The United States has the largest economy in the world, with a gross domestic product (GDP) of an estimated $16.8 trillion. Nipping at the U.S.’ heels is China, with a GDP that’s valued at $16.7 trillion. The rapidity with which the world’s most-populated country is approaching the U.S. appears to be slowing, however, evidenced by reduced activity at China’s ports.

China Merchant Holdings International reported  a 7.4 percent increase in net profits last year, handling 80 million 20-foot containers, the Journal of Commerce reported. That’s the equivalent of $584 million in net profit on the year, with revenues rising nearly 6.5 percent to slightly over $1 billion.

The port industry’s growth, while positive, seems to be slowing. JOC noted based on information from China’s ministry of transport, throughput at the Far East country’s ports amounted to 201 million 20-foot equivalents, or TEUs. Though up 6.3 percent on a  year-over-year basis, it was off 0.4 percent when compared with the growth rate in 2013.

In a statement, CMHI acknowledged the fact that business seems to be cooling, pointing to the global economy as the main reason as to why.

“With the combined effect of the slow recovery in global economy and the stagnant growth in consumption demand, growth in global ports industry continued its decelerating trend,” JOC quoted from the CMHI statement.

A telling example of China’s weakening consumer demand is evident in the precious metals market. According to the World Gold Council, China’s is the world’s largest producer and consumer of gold, accounting for 60 percent of global demand, up from 47 percent back in 2009. Private sector demand has been forecast to reach 1,350 tons by 2017.

However, due to the rising value of the dollar, gold has become less attractive among Asian investors. Generally speaking, as the value of the greenback goes up, gold prices go down.

“Most of the buyers [of gold] are buying it not in local currencies, but in terms of U.S. dollars,” Erin Gibbs of investment firm S&P Capital IQ told CNBC. “So as we see this continued dollar appreciation, that makes gold expensive for foreign buyers.”

This has resulted in reduced demand in Asian markets, Gibbs stressed.

Reduced use of yuan globally
Also emblematic of China’s slowing economy is the reduced use of its currency at the global level. The yuan, otherwise known as the renminbi (RMB), is handled comparatively lower today in Europe and the Americas versus yesteryear. This is particularly true in Canada.
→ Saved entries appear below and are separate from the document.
PR #236, opened 2018-12-11
Add Q-Constraint to Avoid Negative CLTV Values

vruvora:
Fixes negative values that come out of the CLV by penalizing q < 1.

### DIFF
--- a/lifetimes/fitters/gamma_gamma_fitter.py
+++ b/lifetimes/fitters/gamma_gamma_fitter.py
@@ -51,10 +51,14 @@ class GammaGammaFitter(BaseFitter):
 
     @staticmethod
     def _negative_log_likelihood(params, frequency, avg_monetary_value,
-                                 penalizer_coef=0):
-        if any(i < 0 for i in params):
-            return np.inf
-
+                                 penalizer_coef=0, q_constraint=True):
+        if q_constraint:
+            if any(i < 0 for i in params) or params[1] < 1:
+                return np.inf
+        else:
+            if any(i < 0 for i in params):
+                return np.inf
+        
         p, q, v = params
 
         x = frequency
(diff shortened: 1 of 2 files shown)


lifetimes/fitters/gamma_gamma_fitter.py
```diff
@@ -109,7 +113,7 @@ def conditional_expected_average_profit(self, frequency=None,
 
     def fit(self, frequency, monetary_value, iterative_fitting=4,
             initial_params=None, verbose=False, tol=1e-4, index=None,
-            fit_method='Nelder-Mead', maxiter=2000, **kwargs):
+            fit_method='Nelder-Mead', maxiter=2000, q_constraint=True, **kwargs):
```
CamDavidsonPilon: can you add a doc string to describe this parameter?

lifetimes/fitters/gamma_gamma_fitter.py
```diff
@@ -51,10 +51,14 @@ def __init__(self, penalizer_coef=0.0):
 
     @staticmethod
     def _negative_log_likelihood(params, frequency, avg_monetary_value,
-                                 penalizer_coef=0):
-        if any(i < 0 for i in params):
-            return np.inf
-
+                                 penalizer_coef=0, q_constraint=True):
+        if q_constraint:
```
CamDavidsonPilon: I think the checks of q-constraint and `any(i < 0 for i in params)` are independent, and can be checked seperately. Ex:
```python
if any(i < 0 for i in params):
    return np.inf
if q_constraint and params[1] < 1:
    return np.inf
```

CamDavidsonPilon:
Possible to add a test too?

CamDavidsonPilon:
I think existing is fine. I see two tests: one test that confirms `q_constraint` can be set to true in the `fit` and nothing breaks, and a second test against `_negative_log_likelihood` that gives `inf` when the q param is less than 1 and `q_contraint` is True. Make sense?

vruvora:
@CamDavidsonPilon So the default value is `True` and checks seem to pass, so I should probably set the default value to be `False` and have a specific case for `True`. Should not this default `True`? 

The other one makes sense.

CamDavidsonPilon:
Default value I feel should be False, I think.

vruvora:
@CamDavidsonPilon Updated.

CamDavidsonPilon:
😍 perfect, thanks for the contribution @vruvora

At 3 percent, the United States’ neighbor to the north is the second-least likely country to use RMB, according to a Nielsen poll commissioned by HSBC. Other countries’ use of the yuan is not much better, averaging 17 percent of the 14 countries surveyed and 10 percent in the U.S.

China’s slowing economy traces back to 2014, particularly at the country’s ports. CMHI stated that the country’s 7.4 percent GDP touched off a weakening of its foreign trade, as total import and export value reached $4.3 billion in 2014. JOC noted that while this was an increase of 3.4 percent, it wasn’t as substantial when comparing 2013 with 2012, when growth was 7.6 percent.

Economists say that China may be able to get back on the right track by liberalizing its economy, making it easier for foreign countries to engage in trade with it. It’s going to have to make some reforms for that to happen, though.

“China knows it can enhance its economic growth by opening its economy, but many barriers will need to be removed to achieve this goal,” said Jacob Lew, secretary for the U.S. Department of the Treasury at a meeting for Asia Society Northern California, a nonprofit organization. “It is in our common interest to continue to break down barriers to trade and investment, maintain open markets, and protect our workers and the environment by setting high standards.”